[Opening Data records section]
PR #633, opened 2016-11-28
Rename `version` to `ociVersion` according to runtime.md

WeiZhang555:
<del>
* `Root` is path to the container's rootfs which can be useful information
to hook, and the official sample runtime implementation--runc--has
already added this field as payload to hook, we should add this to the
spec.
    
* `Status` seems like unnecessary field, because `State` is payload to
hook and hook is executed in special time point, e.g.
1.  `Prestart` is a list of hooks to be run before the container process is
executed, indicating a status of `created`.
2. `Poststart` is a list of hooks to be run immediately after the container
process is started, indicating a status of `running`.
3. `Poststop` is a list of hooks to be run after the container process exits,
indicating a status of `stopped`.
So the `Status` field is redundant. 
</del>

According to definition of [state](https://github.com/opencontainers/runtime-spec/blob/master/runtime.md#state), we should rename
`version` field in `state.go` to `ociVersion`

Signed-off-by: Zhang Wei <zhangwei555@huawei.com>

### DIFF
--- a/specs-go/state.go
+++ b/specs-go/state.go
@@ -3,7 +3,7 @@ package specs
 // State holds information about the runtime state of the container.
 type State struct {
 	// Version is the version of the specification that is supported.
-	Version string `json:"version"`
+	Version string `json:"ociVersion"`
 	// ID is the container ID
 	ID string `json:"id"`
 	// Status is the runtime state of the container.


crosbymichael:
I think status is included because this state object can be used as the output for `runtime state <id>`

WeiZhang555:
Oh, my... I'm too confused now, it seems that we have many conflicts between specs and runc.

runc containerState: https://github.com/opencontainers/runc/blob/master/list.go#L24-L41
runc hookState: https://github.com/opencontainers/runc/blob/master/libcontainer/configs/config.go#L246-L252

specs description about container state:
https://github.com/opencontainers/runtime-spec/blob/master/runtime.md#state
specs structure about state:
https://github.com/opencontainers/runtime-spec/blob/master/specs-go/state.go

In my understanding, they should be the same, but currently they conflict with each other.

conflicting fields include: 
* "version" vs "ociVersion"
* missing "root" field in specs, and also "root" vs "rootfs"
* missing "status" in hooks
* extra "created" field in runc `state`

I'll try to make them synchronous, but the breaking of backward compatibility seems inevitable :cry:

WeiZhang555:
Update:

only update `ociVersion` field because `state.go` didn't follow `runtime.md`

Others:
* missing "root" field in specs, and also "root" vs "rootfs": `root` is redundant, as we already have `bundle`, rootfs can be retrieved from [bundle/config.md](https://github.com/opencontainers/runtime-spec/blob/master/config.md#root-configuration)
* missing "status" in hooks: modify runc
* extra "created" field in runc state: keep it only in runc, not add it in spec. Unless all persons agree that it's truly necessary, but this can be discussed seperately.
* "bundlePath" vs "bundle": runc should follow the spec

Please take a look. @opencontainers/runc-maintainers @opencontainers/runtime-spec-maintainers

wking:
c8f5a569 looks good to me, and seems like a fairly straightforward
bugfix.

hqhq:
LGTM

vbatts:
LGTM

PR #645, opened 2016-12-28
config.md: add empty limit for key of annotations

Mashimiao:
empty key does not make any senses, we should limit it.

### DIFF
--- a/config.md
+++ b/config.md
@@ -388,7 +388,7 @@ The semantics are the same as `Path`, `Args` and `Env` in [golang Cmd](https://g
 This information MAY be structured or unstructured.
 Annotations MUST be a key-value map where both the key and value MUST be strings.
 While the value MUST be present, it MAY be an empty string.
-Keys MUST be unique within this map, and best practice is to namespace the keys.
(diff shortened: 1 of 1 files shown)


config.md
```diff
@@ -388,7 +388,7 @@ The semantics are the same as `Path`, `Args` and `Env` in [golang Cmd](https://g
 This information MAY be structured or unstructured.
 Annotations MUST be a key-value map where both the key and value MUST be strings.
 While the value MUST be present, it MAY be an empty string.
-Keys MUST be unique within this map, and best practice is to namespace the keys.
+Keys MUST be unique and MUST NOT be an empty string within this map, and best practice is to namespace the keys.
```
wking: I'd rather not split “unique within this map”.  How about splitting each idea into its own sentence:

> Keys MUST be unique within this map.
> Keys MUST NOT be an empty string.

We can drop the “best practice” portion, because the following line is “Keys SHOULD be named using a reverse domain notation…”, which covers that idea more explicitly.  If we want to give explicit namespacing advice to annotation-spec devs without access to a domain name, I'd rather address that directly (in a separate PR?).

crosbymichael:
LGTM

mrunalp:
LGTM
[Closing Data records section]
» Your goal:
Reproduce the entries above exactly, every line included.

» Finished task:
PR #633, opened 2016-11-28
Rename `version` to `ociVersion` according to runtime.md

WeiZhang555:
<del>
* `Root` is path to the container's rootfs which can be useful information
to hook, and the official sample runtime implementation--runc--has
already added this field as payload to hook, we should add this to the
spec.
    
* `Status` seems like unnecessary field, because `State` is payload to
hook and hook is executed in special time point, e.g.
1.  `Prestart` is a list of hooks to be run before the container process is
executed, indicating a status of `created`.
2. `Poststart` is a list of hooks to be run immediately after the container
process is started, indicating a status of `running`.
3. `Poststop` is a list of hooks to be run after the container process exits,
indicating a status of `stopped`.
So the `Status` field is redundant. 
</del>

According to definition of [state](https://github.com/opencontainers/runtime-spec/blob/master/runtime.md#state), we should rename
`version` field in `state.go` to `ociVersion`

Signed-off-by: Zhang Wei <zhangwei555@huawei.com>

### DIFF
--- a/specs-go/state.go
+++ b/specs-go/state.go
@@ -3,7 +3,7 @@ package specs
 // State holds information about the runtime state of the container.
 type State struct {
 	// Version is the version of the specification that is supported.
-	Version string `json:"version"`
+	Version string `json:"ociVersion"`
 	// ID is the container ID
 	ID string `json:"id"`
 	// Status is the runtime state of the container.


crosbymichael:
I think status is included because this state object can be used as the output for `runtime state <id>`

WeiZhang555:
Oh, my... I'm too confused now, it seems that we have many conflicts between specs and runc.

runc containerState: https://github.com/opencontainers/runc/blob/master/list.go#L24-L41
runc hookState: https://github.com/opencontainers/runc/blob/master/libcontainer/configs/config.go#L246-L252

specs description about container state:
https://github.com/opencontainers/runtime-spec/blob/master/runtime.md#state
specs structure about state:
https://github.com/opencontainers/runtime-spec/blob/master/specs-go/state.go

In my understanding, they should be the same, but currently they conflict with each other.

conflicting fields include: 
* "version" vs "ociVersion"
* missing "root" field in specs, and also "root" vs "rootfs"
* missing "status" in hooks
* extra "created" field in runc `state`

I'll try to make them synchronous, but the breaking of backward compatibility seems inevitable :cry:

WeiZhang555:
Update:

only update `ociVersion` field because `state.go` didn't follow `runtime.md`

Others:
* missing "root" field in specs, and also "root" vs "rootfs": `root` is redundant, as we already have `bundle`, rootfs can be retrieved from [bundle/config.md](https://github.com/opencontainers/runtime-spec/blob/master/config.md#root-configuration)
* missing "status" in hooks: modify runc
* extra "created" field in runc state: keep it only in runc, not add it in spec. Unless all persons agree that it's truly necessary, but this can be discussed seperately.
* "bundlePath" vs "bundle": runc should follow the spec

Please take a look. @opencontainers/runc-maintainers @opencontainers/runtime-spec-maintainers

wking:
c8f5a569 looks good to me, and seems like a fairly straightforward
bugfix.

hqhq:
LGTM

vbatts:
LGTM

PR #645, opened 2016-12-28
config.md: add empty limit for key of annotations

Mashimiao:
empty key does not make any senses, we should limit it.

### DIFF
--- a/config.md
+++ b/config.md
@@ -388,7 +388,7 @@ The semantics are the same as `Path`, `Args` and `Env` in [golang Cmd](https://g
 This information MAY be structured or unstructured.
 Annotations MUST be a key-value map where both the key and value MUST be strings.
 While the value MUST be present, it MAY be an empty string.
-Keys MUST be unique within this map, and best practice is to namespace the keys.
(diff shortened: 1 of 1 files shown)


config.md
```diff
@@ -388,7 +388,7 @@ The semantics are the same as `Path`, `Args` and `Env` in [golang Cmd](https://g
 This information MAY be structured or unstructured.
 Annotations MUST be a key-value map where both the key and value MUST be strings.
 While the value MUST be present, it MAY be an empty string.
-Keys MUST be unique within this map, and best practice is to namespace the keys.
+Keys MUST be unique and MUST NOT be an empty string within this map, and best practice is to namespace the keys.
```
wking: I'd rather not split “unique within this map”.  How about splitting each idea into its own sentence:

> Keys MUST be unique within this map.
> Keys MUST NOT be an empty string.

We can drop the “best practice” portion, because the following line is “Keys SHOULD be named using a reverse domain notation…”, which covers that idea more explicitly.  If we want to give explicit namespacing advice to annotation-spec devs without access to a domain name, I'd rather address that directly (in a separate PR?).

crosbymichael:
LGTM

mrunalp:
LGTM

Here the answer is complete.